Für den dritten HIFIS-Schwerpunkt hat das HZDR die Federführung übernommen: die Software-Entwicklung für wissenschaftliche Anwendungen. Denn oft müssen Forscher für ihre Experimente eigene Computerprogramme schreiben, weil sie mit Standard-Software nicht weiterkommen. „Wir wollen hier zu Standards wie in der Software-Industrie kommen“, erklärt Uwe Konrad. „Wir werden professionelle Entwicklungsumgebungen anbieten, vom Versionsmanagement bis zur Freigabe der Quellcodes für andere Wissenschaftler.“

Wie sinnvoll solch eine Professionalisierung sein kann, hat die Forschungsgruppe von Michael Bussmann gezeigt: Mit eigens entwickelter Simulationssoftware studieren die jungen Wissenschaftler neuartige Konzepte für die Teilchenbeschleunigung, die in Zukunft zum Beispiel in der Krebstherapie zum Einsatz kommen könnten. Hierfür nutzen sie Supercomputer in Dresden, der Schweiz und in den USA. Für diese Arbeiten erhielten die Forscher mehrere Auszeichnungen.

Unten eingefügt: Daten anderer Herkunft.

PR #23398, opened 2026-02-05
[VectorDistribute] Support permutation in single transfer-read distribution

sommerlukas:
Extend the new pattern from https://github.com/iree-org/iree/pull/23072 that distributes `transfer_reads` by reshaping the memref and issuing a single `transfer_read` to now also handle permutations. In https://github.com/iree-org/iree/pull/23072, the pattern still bailed out if the permutation map on the `transfer_read` was not a minor identity map. With the changes from this PR, the pattern now supports non-identity permutations and broadcast.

„Wir ernten jetzt die Früchte der neuen IT-Strukturen, die wir in den vergangenen Jahren im HZDR geschaffen haben“, sagt Uwe Konrad. „Durch Spezialisierung und eine organischere, projektorientierte Zusammenarbeit zwischen IT-Spezialisten und Wissenschaftlern in unseren Forschungsbereichen Energie, Gesundheit und Materie haben die HZDR-Experten vielbeachtete Lösungen erzielt. Wir sind dadurch in der Wissenschaftsgemeinde deutlich sichtbarer geworden.“

Zudem sind gemeinsam mit Kollegen der TU Dresden, der Max-Planck-Institute und anderer Partner im „DRESDEN-Concept“-Verbund in der Region wichtige Zentren und Gruppen entstanden, die sich an vorderster Front mit KI, Big Data, maschinellem Lernen und ähnlichen Zukunftsthemen beschäftigen. Neben den Entwicklungs-Aufgaben im Zuge von HAICU und HIFIS wird das HZDR auch Hackathons und andere Weiterbildungsformate für Kollegen aus anderen Zentren anbieten. Für die neuen Aufgaben innerhalb der Helmholtz-Gemeinschaft erhöht sich der HZDR-Etat künftig um rund 1,5 Millionen Euro pro Jahr, zunächst allerdings beschränkt auf die Projektlaufzeit von fünf Jahren.